Closed viathor closed 5 years ago

viathor commented 5 years ago

A common operation to obtain a unitary from another unitary is exponentiation, e.g. T gate is Z^(1/4). In practice, the exponents are always rational numbers (AFAIK). The collection of rational powers k/n with k=0..n-1 of a gate is generally a cyclic group of finite order which gives rise to exploitable identities, e.g. Z^(7/8) is the inverse of Z^(1/8). It'd be easy to take advantage of these group properties if exponents where fractions instead of floats.

I'm filing this issue to start a discussion about such a change. I imagine we'd want to continue to allow users to pass float values as exponents. However, we'd convert them to fractions internally, i.e. the public interface of our gates would be the conversion boundary.

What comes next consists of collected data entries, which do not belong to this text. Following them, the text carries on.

Issue #54, opened 2015-02-11
Smoothing & scan line filters


cplr:
Definitely not a high priority item, but I think generally people would love different smoothing and "scan line" filters. Even better would be curved-CRT shaders :). This project has some potential shaders that could be used for the curved-CRT look: https://github.com/Swordfish90/cool-retro-term

latzen79:
Oh!!! I need scanlines for my appletv , scanlines and moré filters

Naatan:
This would be amazing! +1

MysticalOS:
http://filthypants.blogspot.com/2012/03/xbr-vs-hqx-interpolation-filter.html
That's the one I'd love to see not sure of performance impact though. however ios devices are a lot more powerful than they used to be, you could possibly add such a filter with device restriction or at very least warning that they probably shouldn't be enabled on weaker devices.

MysticalOS:
iNDS recently added a bunch of filters and they are pretty great. Worth checking out. some at higher performance cost than others but modern iOS devices are pretty strong. i tried most of those filters with no performance loss, and that's with an emulator that's already inherently more demanding.
https://github.com/WilliamLCobb/iNDS

dasilvetz:
Having seen the various filters on the NES Classic console, have to say, would be great if Provenance supported similar features! +1 [http://www.theverge.com/2016/9/30/13089242/nes-classic-nintendo-new-features-multiple-display-modes](url)

gklka:
https://github.com/OpenEmu/OpenEmu – OpenEmu for Mac also has a lof of excellent filters, maybe they can be used in this project too.

circa-one:
Surprised this hasn't been implemented. Especially for a tvOS app. Would love to see it happen!

braindx:
I've just added this, along with enabling 4K resolution for Apple TV 4Ks, to my branch here:
https://github.com/braindx/Provenance/tree/crt-filter

The shader is one that I just wrote but I am releasing it into the public domain. It's heavily inspired by Timothy Lottes' shader, but that one is expensive to perform in a single pass and doesn't scale down well. I wanted something that was going to be performant on my Apple TV 4K and still look decent on my phone. Of course, now that it's hooked up, the shader can be replaced with whatever shader you want by replacing the contents of shader_crt_fragment.glsl. There are also a number of settings that can be tweaked at the top of the file.

Let me know if you'd like to make this a formal pull request.

gklka:
[...]

PR #608, opened 2017-11-09
Added CRT shader and enabled 4K resolution for Apple TV 4K.

braindx:
The CRT shader used is one that I just wrote but I am releasing it into the public domain. It's heavily inspired by Timothy Lottes' shader, but that one is expensive to perform in a single pass and doesn't scale down well. I wanted something that was going to be performant on my Apple TV 4K and still look decent on my phone. Of course, now that it's hooked up, the shader can be replaced with whatever shader you want by replacing the contents of shader_crt_fragment.glsl. There are also a number of settings that can be tweaked at the top of the file.

CRT Filter can be enabled/disabled from the settings menu. It's off by default.

4K was enabled simply by adding a 2x launch image, not a big deal.

This pull request satisfies issue #54. Ideally, one could select from a list of shaders rather than just a single toggle, but it's a start.


appletv4:
Been waiting 2 years for this , thanks 
@jasarien release the kraken

appletv4:
Testing this now 
Btw they changed the way you choose a branch in Xcode 9 very confusing 

The crt filter looks and works great , is better with it on

DanFessler:
just tested this locally myself and it runs and looks great.  Definitely think this should be merged in

JoeMatt:
hm, I merged this branch into a testing branch on my fork and now it's showing my forks commits on this PR for some reason. I've done this method before, not sure what went wrong here.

The representation based on fractions imposes more appropriate and more useful constraints on the possible values of the exponent which leads to a more robust internal representation of a gate. For example, cirq.X(exponent=3) would be trivially equal to cirq.X because 3 = 1 mod 2.

Fraction exponents would also enable us to improve and simplify the code that computes the period of EigenGates by removing the need for approximation and arbitrary constants.

Finally, the change would protect us against the pitfalls of dealing with floating point numbers in future.

Related: #1098

Strilanc commented 5 years ago

I don't think we should do this.

I do think that checking that a fractions.Fraction can make it into a gate exponent and get printed out into a diagram is a good idea. This could act as a test case for working with unexpected kinds of numeric values in general. I also think that noticing an exponent is close to a fraction, and printing eg 7/8 instead of 0.875 or 0.875000001 in diagrams could be helpful to users.

But as far explicitly having semantics that depend strongly on the behavior of rationals... I expect there are unfortunate complications such as:

1) We use floating point numbers in the code. Floats tend to "infect" other values. We will need to actively "fight" this infection from spreading in order to protect the rational numbers. That is not easy.

2) Floats are already pretty good at approximating the behavior you want. Z**(7/8) == Z**(1/8) evaluates to True, for example. On the other hand, 1/3 vs 7/3 doesn't work.

3) Adding two fractions is slower than adding two floats, because it involves multiplications and a gcd (actually I don't know if python normalizes fractions after every operation by default, but if we don't make that happen now and then the values might grow out of control from typical usage). Given that we recently realized we have a performance problem, we need to profile before doing something like this.

4) I don't think it quite has the right "style" for cirq. NISQ machines live in arbitrary angle land, where chaos reigns and who knows if anything is a multiple of anything else? Rationals feel more error correction focused.

kevinsung commented 5 years ago

I agree with @Strilanc . I'll add that in Hamiltonian simulation, the t in exp(-iHt) is not usually a rational number, and neither are the coefficients of terms in H for actual molecular Hamiltonians. Also, variational algorithm optimizations typically work over floats, not fractions.

viathor commented 5 years ago

Thank you both for helping to evaluate this! This kept bugging me and now I feel better about abandoning the idea.